Here, Python has emerged as a popular data science and general purpose data manipulation language – which some have claimed is the “new Excel” for traders. It certainly has many advantages over Excel especially when it comes to processing large amounts of data – hence its popularity with quants and data scientists. Python in combination with Jupyter notebooks also helps end users to share and collaborate, and getting going is easy with a growing number of finance orientated libraries such as Numpy and Pandas.
However, Excel will continue to be widely (and wildly) used across the industry. Built-in functions, as well as vendor add-ins can make it a breeze to bring in data and to build analytics. Little or no training is required, and results are quick. To overcome the compliance and risk issues, some big firms now require spreadsheets to be reviewed, especially if they are to be used in high value use cases where a simple error can be costly.
A new category of software has emerged known as No-Code. No code development platforms allow end users to create application software through a graphical interface instead of through computer programming. UI Path and Unqork have built out financial services practices, while Beacon is fully focused on the banking vertical. These platforms claim to address the institutional issues with Excel through a more locked down and controlled environment, versioning and governance
Microsoft has also been responding to the threat posed by other approaches to processing data. With over a billion users they have a lot to defend.
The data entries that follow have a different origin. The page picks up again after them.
PR #2658, opened 2025-12-08
Include log index in traces

philipglazman:
This PR adds an `index` field to each traced log in the debug call tracer output. A log index is the global order of a log within a transaction.

We compute the index by walking the execution trace in call order.

### DIFF
--- a/monad-ethcall/src/lib.rs
+++ b/monad-ethcall/src/lib.rs
@@ -132,6 +132,7 @@ impl From<MonadTracer> for u32 {
 
 pub const ETH_CALL_SUCCESS: i32 = 0;
 pub const EVMC_OUT_OF_GAS: i32 = 3;
+pub const EVMC_MONAD_RESERVE_BALANCE_VIOLATION: i32 = 18;
 
 #[derive(Clone, Debug, Default)]
 pub enum EthCallResult {
@@ -385,6 +386,24 @@ pub async fn eth_call(
                         gas_refund,
                         output_data,
                     })
+                }
+            }
+            EVMC_MONAD_RESERVE_BALANCE_VIOLATION => {
+                if tracer_cval == bindings::monad_tracer_config_NOOP_TRACER {
+                    CallResult::Failure(FailureCallResult {
+                        error_code: EthCallResult::OtherError,
+                        message: "reserve balance violation".to_string(),
+                        data: None,
+                    })
+                } else {
+                    let output_data_len = (*result).encoded_trace_len;
+                    let output_data = if output_data_len != 0 {
+                        std::slice::from_raw_parts((*result).encoded_trace, output_data_len)
+                            .to_vec()
+                    } else {
+                        vec![]
+                    };
+                    CallResult::Revert(RevertCallResult { trace: output_data })
                 }
             }
             _ => {


dhil (dismissed):

monad-rpc/src/handlers/debug.rs
```diff
@@ -745,15 +751,22 @@ async fn build_call_tree(
         return Ok(None);
     };
 
+    let mut log_index_counter = 0usize;
+
     let root = Rc::new(RefCell::new(MonadCallFrame::from(root)));
-    let mut stack = vec![Rc::clone(&root)];
+
+    // Stack tracks frame and the next log index to assign for that frame
```
JoeHowarth: I think this is right, but it's a bit tricky to follow. 
Consider a more descriptive comment detailing the algorithm?

JoeHowarth:
Also needs to update flexnet call trace tests

monad-rpc/src/handlers/debug.rs
philipglazman: Added comments

monad-ethcall/src/lib.rs
```diff
@@ -387,6 +388,24 @@ pub async fn eth_call(
...
+                    })
+                } else {
+                    let output_data_len = (*result).encoded_trace_len;
+                    let output_data = if output_data_len != 0 {
+                        std::slice::from_raw_parts((*result).encoded_trace, output_data_len)
+                            .to_vec()
+                    } else {
+                        vec![]
+                    };
+                    CallResult::Revert(RevertCallResult { trace: output_data })
```
JoeHowarth, line 406: This should still be a Failure, not revert. Even if it's not noop tracer, reserve balance checking happens before execution iirc, so a non-empty trace will never be emitted. 
This means that the reserve balance error message will never make it into the response. 

If I'm understanding this right, this whole block should be collapsed down to
```
  EVMC_MONAD_RESERVE_BALANCE_VIOLATION => {
      CallResult::Failure(FailureCallResult {
          error_code: EthCallResult::OtherError,
          message: "reserve balance violation".to_string(),
          data: None,
      })
  }
```

monad-rpc/src/handlers/debug.rs
```diff
@@ -686,9 +691,17 @@ pub async fn decode_call_frame<T: Triedb>(
...
                     Ok(None)
                 } else {
-                    let mut call_frame = call_frames.remove(0);
-                    include_code_output(&mut call_frame, triedb_env, block_key).await?;
-                    Ok(Some(MonadCallFrame::from(call_frame)))
+                    if let Some(root_frame) = call_frames.first_mut() {
+                        include_code_output(root_frame, triedb_env, block_key).await?;
+                    }
+
+                    let mut root = build_call_tree(call_frames)
```
JoeHowarth, line 698: This used to take the fast path and not decode the entire call tree just to grab the root node. Doesn't hugely matter, but a perf regression

monad-ethcall/src/lib.rs
JoeHowarth: Phil correctly pointed out I made an incorrect assumption and `EVMC_MONAD_RESERVE_BALANCE_VIOLATION` is being set after execution in `execute_call_message` / `execute_create_message`, not before execution

PR #2662, opened 2025-12-10
feat: eth_fillTransaction RPC endpoint

haythemsellami:
This PR implement the `eth_fillTransaction` RPC endpoint which fills the defaults (nonce, gas, gasPrice or 1559 fields) on a given unsigned transaction, and returns it to the caller for further processing (signing + broadcast).

This will be quite useful when combined with `eth_sendRawTransactionSync`.

For reference: https://github.com/ethereum/execution-apis/pull/512/files.

### DIFF
--- a/monad-rpc/src/handlers/eth/gas.rs
+++ b/monad-rpc/src/handlers/eth/gas.rs
@@ -15,7 +15,9 @@
 
 use std::ops::{Div, Sub};
 
-use alloy_consensus::{Header, Transaction, TxEnvelope};
+use alloy_consensus::{
+    Header, SignableTransaction, Transaction, TxEip1559, TxEip7702, TxEnvelope, TxLegacy,
+};
 use alloy_primitives::{Address, TxKind, U256, U64};
 use alloy_rpc_types::{FeeHistory, TransactionReceipt};
 use futures::stream::StreamExt;
@@ -28,10 +30,13 @@ use serde::Deserialize;
 use tracing::trace;
 
 use crate::{
-    chainstate::{get_block_key_from_tag_or_hash, ChainState},
-    handlers::eth::call::{fill_gas_params, CallRequest},
+    chainstate::{get_block_key_from_tag, get_block_key_from_tag_or_hash, ChainState},
+    handlers::eth::call::{fill_gas_params, CallRequest, GasPriceDetails},
     types::{
-        eth_json::{BlockTagOrHash, BlockTags, MonadFeeHistory, Quantity},
+        eth_json::{
+            BlockTagOrHash, BlockTags, FillTransactionResult, MonadFeeHistory, Quantity,
+            UnformattedData,
+        },
         jsonrpc::{JsonRpcError, JsonRpcResult},
     },
 };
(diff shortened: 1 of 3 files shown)


monad-rpc/src/handlers/eth/call.rs
```diff
@@ -1002,6 +1006,226 @@ pub async fn monad_admin_ethCallStatistics(
...
+        )
+        .await?;
+
+        tx.gas = Some(U256::from(estimated_gas));
+    }
+
+    let (raw, filled_tx) = build_unsigned_transaction(&tx, chain_id)?;
+
+    Ok(FillTransactionResult { raw, tx: filled_tx })
+}
```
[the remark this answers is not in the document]
haythemsellami: All of this should be covered in https://github.com/category-labs/monad-integration/pull/394

monad-rpc/src/handlers/eth/call.rs
```diff
@@ -1002,6 +1006,226 @@ pub async fn monad_admin_ethCallStatistics(
...
+        gas_price_details: tx.gas_price_details.clone(),
+        value: Some(value),
+        input: tx.input.clone(),
+        nonce: Some(tx.nonce.unwrap_or_default()),
+        chain_id: Some(tx.chain_id.unwrap_or(U64::from(chain_id))),
+        ..tx.clone()
+    };
+
+    Ok((UnformattedData(raw_bytes), filled))
+}
```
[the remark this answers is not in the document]
haythemsellami: Added.

monad-rpc/src/handlers/eth/call.rs
```diff
@@ -1002,6 +1006,226 @@ pub async fn monad_admin_ethCallStatistics(
...
+            }
+            Some(input)
+        }
+        (None, data) | (data, None) => data,
+    };
+
+    let from = match tx.from {
+        Some(from) => from,
+        None => return Err(JsonRpcError::invalid_params()),
+    };
```
andr-dev:
```rust
let from = tx.from.unwrap_or(JsonRpcError::invalid_params)?;
```

haythemsellami:
Related tests https://github.com/category-labs/monad-integration/pull/394.

monad-rpc/src/handlers/eth/call.rs
haythemsellami: Compiler don't like it as `.from` is `Option<Address>`.

haythemsellami: Updated this to use `ok_or_else()`.

monad-rpc/src/handlers/eth/call.rs
```diff
@@ -1002,6 +1006,220 @@ pub async fn monad_admin_ethCallStatistics(
...
+    pub tx: CallRequest,
+}
+
+#[rpc(
+    method = "eth_fillTransaction",
+    ignore = "chain_id,provider_gas_limit,eth_call_executor"
+)]
+#[allow(non_snake_case)]
+pub async fn monad_eth_fillTransaction<T: Triedb>(
+    triedb_env: &T,
```
philipglazman: why not use `chain_state: &ChainState<T>` instead of Triedb?

monad-rpc/src/handlers/eth/call.rs
```diff
@@ -1002,6 +1006,220 @@ pub async fn monad_admin_ethCallStatistics(
...
+
+    // Estimate gas if not specified
+    let gas_specified = tx.gas.is_some();
+    if !gas_specified {
+        let protocol_gas_limit = header.header.gas_limit;
+        let eth_call_provider_gas_limit = provider_gas_limit.min(protocol_gas_limit);
+        let original_tx_gas = U256::from(protocol_gas_limit);
+
+        // Set initial gas for estimation
+        tx.gas = Some(U256::from(eth_call_provider_gas_limit));
```
philipglazman: Do we want to set the initial gas limit  to the provider limit or use `fill_gas_params`? That method will fill both prices and the gas limit to the sender's actual gas allowance based on their balance.

monad-rpc/src/handlers/eth/call.rs
haythemsellami: Yeah can access Triedb through `&ChainState<T>`, I just found that triedb is used only in `call.rs` and was like why adding another dependency. 

Are there any specific upsides from using `chain_state: &ChainState<T>` ?

monad-rpc/src/handlers/eth/call.rs
haythemsellami: I'm not sure we want to use `fill_gas_params` as it will revert if sender have 0 balance. I guess we want `eth_fillTransaction` to fill missing tx object field without a strict verification.

monad-rpc/src/handlers/eth/call.rs
andr-dev: Yeah, chain state can use data cached from execution events so it can reduce triedb pressure + endpoint latency. Eventually, we'll probably move to a model where triedb isn't even exposed so it always tries grabbing things from memory first.

haythemsellami:
Should we also get this merged @philipglazman @andr-dev ?

monad-rpc/src/handlers/eth/call.rs
philipglazman: I'm not sure what the desired behavior is wrt to how strict the method should be, so will leave that to you.

monad-rpc/src/handlers/eth/call.rs
```diff
@@ -1002,6 +1006,220 @@ pub async fn monad_admin_ethCallStatistics(
...
+    {
+        let priority_fee = suggested_priority_fee().await.unwrap_or_default();
+        tx.gas_price_details = GasPriceDetails::Eip1559 {
+            max_fee_per_gas: *max_fee_per_gas,
+            max_priority_fee_per_gas: Some(U256::from(priority_fee)),
+        };
+    }
+
+    // Fill gas prices (max_fee_per_gas, max_priority_fee_per_gas, or gas_price)
+    let base_fee = U256::from(header.header.base_fee_per_gas.unwrap_or_default());
```
philipglazman: We assign the last voted block's base fee, but the next block's base fee might be different because of dynamic base fees. We might want to consider adding some buffer for better ux

philipglazman (commented):
Looks good to me! Left some comments and suggest we use `chain_state` instead of `triedb_env` directly

monad-rpc/src/handlers/eth/call.rs
haythemsellami: Added 1.5x buffer.

haythemsellami:
> Looks good to me! Left some comments and suggest we use `chain_state` instead of `triedb_env` directly

fixed.

monad-rpc/src/handlers/eth/call.rs
haythemsellami: I kept it as it is, I think reth also do not revert or check for user balance.

monad-rpc/src/handlers/eth/call.rs
```diff
@@ -1003,6 +1007,226 @@ pub async fn monad_admin_ethCallStatistics(
...
+    let base_fee = U256::from(header.base_fee_per_gas.unwrap_or_default());
+    let fill_base_fee = match &tx.gas_price_details {
+        GasPriceDetails::Eip1559 { .. } => base_fee.saturating_mul(U256::from(3)) / U256::from(2),
+        _ => base_fee,
+    };
+    tx.fill_gas_prices(fill_base_fee)?;
+
+    // Estimate gas if not specified
+    let gas_specified = tx.gas.is_some();
+    if !gas_specified {
```
eerkaijun: nit: maybe just do tx.gas.is_none()?

monad-rpc/src/handlers/eth/call.rs
```diff
@@ -1003,6 +1007,226 @@ pub async fn monad_admin_ethCallStatistics(
...
+        let gas_estimator = GasEstimator::new(
+            chain_id,
+            header.clone(),
+            from,
+            block_key,
+            StateOverrideSet::default(),
+            false, // gas not specified by user
+        );
+
+        let Quantity(estimated_gas) = estimate_gas(
```
eerkaijun: since we call into execution eth call, I think we should also limit concurrent requests to this endpoint. 

in eth_call and eth_estimate endpoint we have something like this to limit concurrent requests
```
let _permit = match app_state.rate_limiter.try_acquire() {
        Ok(permit) => permit,
        Err(_) => {
            if let Some(tracker) = &app_state.eth_call_stats_tracker {
                tracker.record_queue_rejection().await;
            }
            return Err(JsonRpcError::internal_error(
                "eth_estimateGas concurrent requests limit".into(),
            ));
        }
    };
```

monad-rpc/src/handlers/eth/call.rs
```diff
@@ -1003,6 +1007,226 @@ pub async fn monad_admin_ethCallStatistics(
...
+    let gas_limit: u64 = tx
+        .gas
+        .unwrap_or_default()
+        .try_into()
+        .map_err(|_| JsonRpcError::invalid_params())?;
+    let value = tx.value.unwrap_or_default();
+    let input = tx.input.input.clone().unwrap_or_default();
+    let to = tx.to;
+
+    let raw_bytes = match &tx.gas_price_details {
```
eerkaijun: we have `impl TryFrom<CallRequest> for TxEnvelope` - can that be reused?

monad-rpc/src/handlers/eth/call.rs
```diff
@@ -1003,6 +1007,226 @@ pub async fn monad_admin_ethCallStatistics(
...
+
+    let from = tx.from.ok_or_else(JsonRpcError::invalid_params)?;
+
+    if tx.value.is_none() {
+        tx.value = Some(U256::from(0));
+    }
+
+    tx.chain_id = Some(U64::from(chain_id));
+
+    // Get header from chain_state (uses buffer cache if available)
```
andr-dev: Let's remove these comments, they're just stating what the code is doing.

monad-rpc/src/handlers/eth/call.rs
```diff
@@ -1003,6 +1007,226 @@ pub async fn monad_admin_ethCallStatistics(
...
+            .await
+            .map_err(JsonRpcError::internal_error)?;
+        tx.nonce = Some(U64::from(account.nonce));
+    }
+
+    // Fill max_priority_fee_per_gas with suggested fee if not specified (EIP-1559 only)
+    if let GasPriceDetails::Eip1559 {
+        max_fee_per_gas,
+        max_priority_fee_per_gas: None,
+    } = &tx.gas_price_details
```
andr-dev: Can we match here and show the other variants explicitly? My thinking here is that there _could_ be a 7702 variant that would use 1559 semantics, I checked the enum def and there isn't but good for future proofing.

monad-rpc/src/handlers/eth/gas.rs
```diff
@@ -43,15 +43,15 @@ use crate::{
...
+pub(super) trait EthCallProvider {
     async fn eth_call(
         &self,
         txn: TxEnvelope,
         eth_call_executor: Option<Arc<EthCallExecutor>>,
     ) -> CallResult;
 }
 
-struct GasEstimator {
+pub(super) struct GasEstimator {
```
andr-dev: Instead of making this pub, why don't we put the endpoint in this file?

monad-rpc/src/handlers/eth/call.rs
haythemsellami: fixed.

monad-rpc/src/handlers/eth/call.rs
haythemsellami: Seems like `TryFrom<CallRequest> for TxEnvelope` injects a dummy signature, while eth_fillTransaction needs unsigned signable bytes... I kept it as it is for now

monad-rpc/src/handlers/eth/gas.rs
haythemsellami: I implemented the handler in `call.rs` because it mostly does request normalization and unsigned-tx construction; if we want to reduce coupling later, the cleaner refactor I guess is to expose one narrow gas-estimation helper from gas.rs instead of moving the whole endpoint...

I'll keep it as it is for now unless u strongly disagree, lmk.

monad-rpc/src/handlers/eth/call.rs
haythemsellami: done

monad-rpc/src/handlers/eth/call.rs
haythemsellami: done

monad-rpc/src/handlers/eth/call.rs
haythemsellami: Applied the same concurrency gate.

monad-rpc/src/handlers/eth/gas.rs
haythemsellami: refactored it in gas.rs

haythemsellami:
> would be nice to add a test in monad-integration

Already have them https://github.com/category-labs/monad-integration/pull/394, should pass once we merge this.

JoeHowarth (approved):

PR #196, opened 2021-03-17
allow arbitrary-depth of CNAMEs

### LINKED ISSUE #195: Recurse CNAMEs for validation
We currently support only one level of CNAME when validating _acme-challenge names. We should support arbitrary depths of CNAME indirection.

Change needs to happen here:
https://github.com/cloud-gov/external-domain-broker/blob/1f7a890c24539147dbbf7f2528805fd5af12665e/broker/validators.py#L32

from the report from data.gov:

```
cf create-service external-domain domain test-cloud-gov-indirect-api-data-gov-ext-domain -c '{"domains": "test-cloud-gov-indirect.api.data.gov"}'
Service broker error: We could not find correct CNAME records for one or more of your domains.
Please ensure the following DNS records are in place and try to provision
this service again:
  CNAME _acme-challenge.test-cloud-gov-indirect.api.data.gov should point to _acme-challenge.test-cloud-gov-indirect.api.data.gov.external-domains-production.cloud.gov, but it is set incorrectly to _acme-challenge.test-cloud-gov-indirect-value.api.data.gov.
```

>In this case, _acme-challenge.test-cloud-gov-indirect.api.data.gov is a CNAME that points to _acme-challenge.test-cloud-gov-indirect-value.api.data.gov which is then a CNAME pointing to the expected value of _acme-challenge.test-cloud-gov-indirect.api.data.gov.external-domains-production.cloud.gov. However, Cloud.gov only looks at the first CNAME, so it doesn’t consider this valid. We’re basically wondering about the feasibility of making something like this setup valid.

bengerman13:
fixes #195

- allow arbitrary-depth of CNAMEs

## Security considerations

None

### DIFF
--- a/tests/integration/cdn/test_cdn_update.py
+++ b/tests/integration/cdn/test_cdn_update.py
@@ -815,7 +815,4 @@ def subtest_update_updates_ALIAS_records(tasks, route53):
     route53.assert_no_pending_responses()
     db.session.expunge_all()
     service_instance = CDNServiceInstance.query.get("4321")
-    assert service_instance.route53_change_ids == [
-        bar_com_change_id,
-        foo_com_change_id,
-    ]
+    assert service_instance.route53_change_ids == [bar_com_change_id, foo_com_change_id]
--- a/broker/validators.py
+++ b/broker/validators.py
@@ -31,19 +31,28 @@ class CNAME:
     def _error_for_domain(self, domain: str) -> str:
         cname = get_cname(acme_challenge_cname_name(domain))
 
+        # track the CNAMEs we've resolved to check for loops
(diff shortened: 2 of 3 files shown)


tests/integration/cdn/test_cdn_update.py
```diff
@@ -815,7 +815,4 @@ def subtest_update_updates_ALIAS_records(tasks, route53):
     route53.assert_no_pending_responses()
     db.session.expunge_all()
     service_instance = CDNServiceInstance.query.get("4321")
-    assert service_instance.route53_change_ids == [
```
bengerman13, line 818: This change is unrelated. Looks like someone forgot to run `black` previously

onelittlebecca (approved):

A notable change is the addition of an ETL-like capability called PowerQuery. You have long been able to pull data in from the web and certain types of API - PowerQuery allows you to do this in a much more systematic and programmatic way. Once connected, a user can apply a wide variety of standard data transformations before it is delivered into the workbook. PowerQuery is no-code, although the underlying scripting language (called M Query) can be viewed and edited too.
So what is the future?
We believe each of the challenges above -- information overload, data provider diversification, application interoperability, and data operability -- represent significant opportunities for all players in the finance ecosystem. We can't run from them.
In the second part of this series, we will outline some of the promising answers to these challenges we see in the market. The future of the finance desktop is bright.